履物業界は毎年大量に輸出しているため「外貨獲得ビジネス」とみなされており、ベトナムにおける一大産業である。

しかし、原材料不足、貧弱なデザイン、資本不足や輸出能力の限界により、ベトナム履物業界は「名ばかりですっからかん」となっている。

ベトナム皮革履物鞄協会(Lefaso)のDuong Hong Nhung書記は、7月中旬に開催された第18回国際履物展示会において、ベトナムの製靴企業は生産に必要な原材料のほとんどを輸入しなければならず、ベトナムでの生産コストが増大していると述べた。

製靴企業らはまた、リーズナブルなコストで資金を利用するのが難しいという問題も抱えている。

ハンドバック、財布やベルト等を製造するViet Khanh Phu社のLe Dinh Dangセールス&マーケティング部長は、ベトナムの生産者が生産に必要な原材料のサプライヤーをコントロールすることができず、このことが皮革履物業界にとって深刻な問題となっていることを認めた。

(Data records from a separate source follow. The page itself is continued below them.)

PR #339, opened 2022-07-21
Add accessibility label for audio upgrades

gersonnoboa:
In order to detect if an engagement has been upgraded to audio, new
accessibility identifiers have been added to the buttons in the audio
call view, and the alert that appears when the operator requests an
audio call from the visitor. For the audio call view, the
accessibility identifier is only set when the button is enabled.

MOB-1400

### DIFF
--- a/GliaWidgets/Component/CallButtonBar/Button/CallButton.swift
+++ b/GliaWidgets/Component/CallButtonBar/Button/CallButton.swift
@@ -132,6 +132,9 @@ class CallButton: UIView {
         )
         accessibilityValue = properties.value
         accessibilityLabel = properties.label
+
+        let buttonAccessibilityIdentifier = "audio_\(properties.value.lowercased())_button"
+        accessibilityIdentifier = isUserInteractionEnabled ? buttonAccessibilityIdentifier : ""
     }
 
     private func style(for state: State) -> CallButtonStyle.StateStyle {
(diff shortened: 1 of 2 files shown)


GliaWidgets/Component/CallButtonBar/Button/CallButton.swift
```diff
@@ -131,7 +131,9 @@ class CallButton: UIView {
             badgeItemCount: badgeView?.newItemCount
         )
         accessibilityValue = properties.value
-        accessibilityLabel = properties.label
+
+        let buttonAccessibilityLabel = "audio_\(properties.value.lowercased())_button"
+        accessibilityLabel = isUserInteractionEnabled ? buttonAccessibilityLabel : ""
```
EgorovEI, line 136: Can Appium find element by accessibilityLabel? 
Looks a bit strange you use `accessibilityLabel` instead of `accessibilityIdentifier`

dukhovnyi: I'm not sure, I think this is just typo :)

gersonnoboa: I definitely meant identifier, but the test worked with both... Fixed it now

EgorovEI (approved):

dukhovnyi (approved):

GliaWidgets/Component/CallButtonBar/Button/CallButton.swift
dukhovnyi: afaik, Appium when search item starts from identifier > label > if label or text item compares text.

igorkravchenko (approved):

gersonnoboa:
!merge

Dang氏は、ほとんどのベトナムの製靴企業が、主に中国、台湾、韓国、イタリアから原材料の約90%を輸入しなければならない状況にあると見ている。

ベトナム企業はまたデザイン力が弱いため、自社の製品を輸出する際の障害となっている。「外国パートナー企業は常に、デザインとスタイルの刷新を求めてきます。」と彼は述べた。

大規模な市場に参入することは難しい。Khatocoの子会社であるViet Khanh Phu社は、カナダ、日本、オーストラリア、中国に製品を輸出しており、また南アフリカにも200万米ドル相当もの製品を輸出している。

ただし同社製品では、数多くの試作と多大な努力の末にようやくこれらの市場に輸出可能となった。 「我々の試作品が受け入れられる前には、日本、カナダやオーストラリアのパートナー企業に何度も不合格とされました。」とし、すべての市場において独自の要件が設定されていることを説明した。

Vitaco社のNguyen Thi Phuong Mai副社長もまた、自社が直面する課題について尋ねられた際、原材料の不足が大きなハードルである、と述べた。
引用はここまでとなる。